Human lymphocytes can be divided into three major subset populations based on their biologic function and cell-surface antigen expression: T Ivmphocytes (CD3+), B lymphocytes (CD19+), and Natural Killer (NK) cells (CD16+ and/or CD56+). CD3+ T lymphocytes can be further divided into CD4+ T lymphocytes and CD8+ T lymphocytes.

BD Multitest 6-Color TBNK Reagent is a monoclonal antibody cocktail of CD3-FITC/ CD16-PE + CD56-PE/ CD45-PerCP-Cy5.5/ CD4-PE-Cy7/ CD19-APC/ CD8-APC-Cy7.

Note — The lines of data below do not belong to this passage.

PR #3627, opened 2021-06-15
RFC: varnishtest: New ${repeat:<uint>:<str>} macro

Dridi:
When we need long strings it can become quickly unwieldy, and a
dedicated macro would help when those strings follow a repeating
pattern.

This is incomplete work in progress to be discussed.


bsdphk:
I like this concept, not the naming: "repeat" sounds like a flow-control thing to me, not string production.

Maybe `${string:<uint>:<str>}` ?

or  `${string:<uint>*<str>}` ?

If we want to nail down a generic splitter-char for future ${...} use, we should pick one VAV understands:

`${string,<uint>,<string>}`

Dridi:
The problem with VAV is that it won't allow commas in `<string>`, unless we teach it to stop splitting argument passed a maximum number.

bsdphk:
Do we need commas in the strings ?

bsdphk:
Actually, if we use VAV, you can:  `${string,<uint>,"this is a string with commas and spaces"}`

Dridi:
I pushed 114062dea directly after reviewing it with @bsdphk and then reorganized macro parsing to treat the text inside the `${...}` delimiters as an argument vector.

With the current patch series (3ebcd6d11...5ada93e1c) the `${date}` macro is now registered in the main process, and the `${repeat,...}` macro is added similarly. All the error handling and documentation is missing on purpose, to see whether this is a direction we want for varnishtest macros.

The macro is still called `${repeat,...}` because I would like to sort out the underlying technical details before we look at the user interface.

bsdphk:
Looks good.

Considering how much this improves the VTC's now I dont understand why we didnt do this much earlier.

Thanks a lot!

Dridi:
So, regarding the name, I don't like `${string,<uint>,<str>}` but something like `${string,<action>,...}` would work for me:

- `${string,repeat,<uint>,<str>}`
- `${string,generate,<uint>}` (essentially what `-bodylen` does)
- etc

> Considering how much this improves the VTC's now I dont understand why we didnt do this much earlier.

All it took was me engaging in a pcre2 migration and getting frustrated by r1576 :)

bsdphk:
Take it away maestro!

nigoroll (approved):
FTR, I only checked casually

Dridi:
Ready for review.

Dridi:
We should probably use the `ARGV_NOESC` flag here.

Dridi:
bugwash: OK

PR #3630, opened 2021-06-19
VRE API revamp

Dridi:
See https://github.com/varnishcache/varnish-cache/pull/3616#issuecomment-864041455.

This revision of the VRE API allows the VRE facade to be the only place in the code where we actually touch pcre and offers a better abstraction for our usage. VMODs interested in more pcre features can as usual use it directly.

We can then perform the pcre2 migration (#3559) in a single `vre.c` file.

### DIFF
--- a/bin/varnishd/Makefile.am
+++ b/bin/varnishd/Makefile.am
@@ -159,7 +159,6 @@ nobase_pkginclude_HEADERS = \
 vcldir=$(datarootdir)/$(PACKAGE)/vcl
 
 varnishd_CFLAGS = \
-	@PCRE_CFLAGS@ \
 	@SAN_CFLAGS@ \
 	-DNOT_IN_A_VMOD \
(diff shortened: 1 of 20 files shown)


Dridi:
Force-pushed to remove facd84797cbbe455e159a94e11c34202302d8b7d after realizing that VRT provides its own interface on top of VRE...

bsdphk:
This is pretty far from my memory, but I took a read and the only two things which stood out for me was that I would prefer if `VRE_error()` and `VRE_sub()` worked on VSB's instead.

We have `WS_VSB_New()` now so the extra overhead is very low, and I expect it might simplify the code in `VRE_sub()` if we are lucky.

Dridi:
Rebased against master using VSBs as requested.

Dridi:
For a pcre2 migration on top of this pull request, see #3635.

Dridi:
bugwash: OK

PR #3631, opened 2021-06-21
[ncsa] -j will escape control characters

gquintard:
open question: does the trailing character count as part of the message, and should it be printed too?

### DIFF
--- a/bin/varnishncsa/varnishncsa.c
+++ b/bin/varnishncsa/varnishncsa.c
@@ -572,7 +572,7 @@ addf_vsl(enum VSL_tag_e tag, long i, const char *prefix)
 
 	ALLOC_OBJ(w, VSL_WATCH_MAGIC);
 	AN(w);
-	if (VSL_tagflags[tag])
+	if (VSL_tagflags[tag] && CTX.quote_how != VSB_QUOTE_JSON)
 		VUT_Error(vut, 1, "Tag %s can contain control characters",
 		    VSL_tags[tag]);
 	w->tag = tag;
@@ -921,7 +921,6 @@ process_vsl(const struct vsl_watch_head *head, enum VSL_tag_e tag,
 {
 	struct vsl_watch *w;
 	const char *p;
-
 	VTAILQ_FOREACH(w, head, list) {
 		CHECK_OBJ_NOTNULL(w, VSL_WATCH_MAGIC);
 		if (tag != w->tag)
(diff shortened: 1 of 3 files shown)


bin/varnishncsa/varnishncsa.c
```diff
@@ -966,7 +965,8 @@ dispatch_f(struct VSL_data *vsl, struct VSL_transaction * const pt[],
 		skip = 0;
 		while (skip == 0 && 1 == VSL_Next(t->c)) {
 			tag = VSL_TAG(t->c->rec.ptr);
-			if (VSL_tagflags[tag])
+			if (VSL_tagflags[tag] &&
```
nigoroll, line 968: don't we need to check the flags?
I would think this lead to filtered tags being printed also.

nigoroll: have not checked though

nigoroll:
my 2¢: I think it makes sense to either print the null or not emit it in the first place, but not printing it if contained in a binary record makes no sense.
Bugwash seems to agree on this

bin/varnishncsa/varnishncsa.c
gquintard: "filtered" as in "masked"? If so, we are good as the masked records are just not pushed into VSL.

In terms of tags, we have `UNSAFE` and `BINARY` which should be escaped, and `UNUSED` which is only useful in `vsl2rst.c`, so I didn't feel the need to be too granular, but I can change it if you prefer

gquintard:
added a commit to avoid truncating the record if there are flags

gquintard:
we good? ;-)

doc/changes.rst
```diff
@@ -51,6 +51,8 @@ Varnish Cache 7.x.x (2021-09-15)
 
 * ACLs default to `pedantic` which is now a per-ACL feature flag.
 
+* `varnishncsa -j` won't refuse to print fields with control characters anymore.
+
```
bsdphk, line 55: I really hate this kind of double negatives in documentation...

gquintard: I don't see nothing wrong with that, but I'll change that and merge

gquintard:
squashed and rebased, I'll merge early next week unless someone yells

Dridi (approved):

nigoroll (approved):

PR #3637, opened 2021-06-29
RFC: Parse strict standard bytes units

Dridi:
There is an overlap between BYTES and DURATION units, `'m'` can mean either minutes or mebibytes. This patch series contains 2 breaking changes and 1 improvement:

- 9b238bbb removes dead weight
- b0bbf32f0 adopts case-sensitive bytes units (B kB KiB MB MiB GB ...)
  - please note that duration units are case-sensitive
  - that's the visible breaking change, hence the number of files touched
- b3334596f cuts some loose ends

Of course, this is quite the intrusive change, trading some convenience for better semantics. Since there are two competing standards for bytes units, this can be considered to loosely belong to #3246.

Obviously, this is going to break both the CLI and VCL syntax, but since we are heading towards 7.0 the former is in theory acceptable.

Regarding a breakage of the VCL syntax, we have several other changes that could justify a major VCL bump and the retirement of the 4.x versions:

- anything affecting VCL behavior from #3246
- using pcre2's official replacement string syntax for the substitution case (see 1b3d51a4c256904e227d786aef94b46c0bc3be00 and 29eed4b4d26484b39f7a7cf3d8e9a87558d05e4c from #3616)
  - this means less code for us to maintain and access to more capabilities
- `sub vcl_begin` and friends

So maybe not something for the September release, but maybe the next?


bin/varnishd/mgt/mgt_param_tweak.c
```diff
@@ -239,17 +239,17 @@ fmt_bytes(struct vsb *vsb, uintmax_t t)
 	const char *p;
 
 	if (t == 0 || t & 0xff) {
-		VSB_printf(vsb, "%jub", t);
+		VSB_printf(vsb, "%juB", t);
 		return;
 	}
-	for (p = "kMGTPEZY"; *p; p++) {
```
nigoroll, line 245: Do we really want to remove exa/zeta/yotta?
With #2929 this is probably right, but it still triggers my #3723 itch

nigoroll:
_if_ we want to tackle this, should we also address a unit for (m)onths?

Dridi:
bugwash: let's not break VCL.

When the reagent is used to stain a known volume of whole blood, the fluorochrome-labeled antibodies in the reagent bind specifically to leucocyte surface antigens. The stained samples are treated with BD FACS™ Lysing Solution to lyse erythrocytes prior to acquisition and analysis on the BD FACSCanto or BD FACSCanto II flow cytometer. During acquisition, the cells travel past two spatially separated laser beams. The cells scatter the laser light and the cell-bound fluorochrome-labeled antibodies fluoresce. These scatter and fluorescence signals are detected by the flow cytometer and provide information about the cell's relative size, internal complexity and fluorescence intensity. During analysis by BD FACSCanto clinical software, the lymphocyte population percentages are determined. Lymphocyte population absolute counts may be determined if Ivmphocvte data from another method is manually entered.

AI/ML Overview

Here's an analysis of the provided text regarding the acceptance criteria and the study proving the device meets them:

1. Table of Acceptance Criteria and Reported Device Performance

Performance Characteristic	Acceptance Criteria	Reported Device Performance
Clinical Precision	The upper one-sided 95% confidence bound on the standard deviation (SD) for the within-device precision must be ≤2.5 on the investigational system for lymphocyte population percentages.	"Lymphocyte population percentages met the predetermined acceptance criteria: the upper one-sided 95% confidence bound on the standard deviation (SD) for the within-device precision must be ≤2.5 on the investigational system." (Excerpt implies it met the criteria, as it states it "met" them and then reiterates the criteria).
Clinical Method Comparison	The 95% confidence interval (CI) of the mean difference between the investigational and predicate systems must be within an absolute ±3% or a relative ±10% of the predicate mean, whichever is greater, for lymphocyte population percentages.	"Lymphocyte population percentages, in comparison to the predicate, met the predetermined acceptance criteria: the 95% confidence interval (CI) of the mean difference between the investigational and predicate systems must be within an absolute ±3% or a relative ±10% of the predicate mean, whichever is greater." (Excerpt implies it met the criteria).
Non-Clinical Method Comparison	The 95% CI of the mean difference between the test and predicate population shall be within +/-3% absolute or +/-10% relative to the predicate mean, whichever is greater, for lymphocyte population percentages.	"Lymphocyte population percentages, in comparison to the predicate, met the predetermined acceptance criteria: the 95% Cl of the mean difference between the test and predicate population shall be within +/-3% absolute or +/-10% relative to the predicate mean, whichever is greater." (Excerpt implies it met the criteria).
Non-Clinical Software Functionality	Predetermined functional requirements for software development (including functionality such as cytometer setup & optimization, acquisition/analysis worklist, Lab Manager, user preferences, running a QC sample, and user interface) for BD FACSCanto clinical software version 2.4.	"BD FACSCanto clinical software version 2.4 met the predetermined functional requirements for software development..." (Excerpt implies it met the criteria).
Non-Clinical File-Based Equivalency for Software	Predetermined functional requirements for providing results equivalent to the results from the previously released version of the software (BD FACSCanto clinical software version 2.2) for BD FACSCanto clinical software version 2.4.	"BD FACSCanto clinical software version 2.4 met the predetermined functional requirements for providing results equivalent to the results from the previously released version of the software, (BD FACSCanto clinical software version 2.2)." (Excerpt implies it met the criteria).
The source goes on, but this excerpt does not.